■ Problem description ■
Show, from the entries below, every line in which "false" appears.

(Recorded data)
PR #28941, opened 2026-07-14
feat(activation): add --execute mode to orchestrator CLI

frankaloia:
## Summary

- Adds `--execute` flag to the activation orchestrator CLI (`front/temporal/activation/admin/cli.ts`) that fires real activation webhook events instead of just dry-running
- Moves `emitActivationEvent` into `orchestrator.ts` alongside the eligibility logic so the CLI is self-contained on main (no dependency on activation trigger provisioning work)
--
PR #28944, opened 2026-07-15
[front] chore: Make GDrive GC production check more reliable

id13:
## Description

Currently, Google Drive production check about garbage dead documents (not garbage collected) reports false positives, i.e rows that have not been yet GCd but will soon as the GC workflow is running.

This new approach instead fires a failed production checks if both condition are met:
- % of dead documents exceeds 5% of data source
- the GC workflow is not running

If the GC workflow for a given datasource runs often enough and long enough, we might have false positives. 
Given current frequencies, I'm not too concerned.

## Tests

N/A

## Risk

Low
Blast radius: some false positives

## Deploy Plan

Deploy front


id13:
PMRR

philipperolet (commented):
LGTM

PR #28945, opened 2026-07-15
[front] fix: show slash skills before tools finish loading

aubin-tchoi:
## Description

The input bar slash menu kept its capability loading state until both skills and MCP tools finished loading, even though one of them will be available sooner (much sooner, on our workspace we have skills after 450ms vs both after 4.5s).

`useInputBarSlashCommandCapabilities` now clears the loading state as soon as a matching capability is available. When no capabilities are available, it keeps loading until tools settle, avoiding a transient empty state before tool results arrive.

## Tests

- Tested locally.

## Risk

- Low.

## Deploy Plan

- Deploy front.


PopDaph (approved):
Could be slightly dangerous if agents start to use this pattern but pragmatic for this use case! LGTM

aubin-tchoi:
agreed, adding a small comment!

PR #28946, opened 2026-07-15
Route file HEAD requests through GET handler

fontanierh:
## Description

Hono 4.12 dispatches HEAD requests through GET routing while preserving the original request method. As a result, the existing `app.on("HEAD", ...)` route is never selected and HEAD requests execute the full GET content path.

■ Finished task ■
Currently, Google Drive production check about garbage dead documents (not garbage collected) reports false positives, i.e rows that have not been yet GCd but will soon as the GC workflow is running.
If the GC workflow for a given datasource runs often enough and long enough, we might have false positives. 
Blast radius: some false positives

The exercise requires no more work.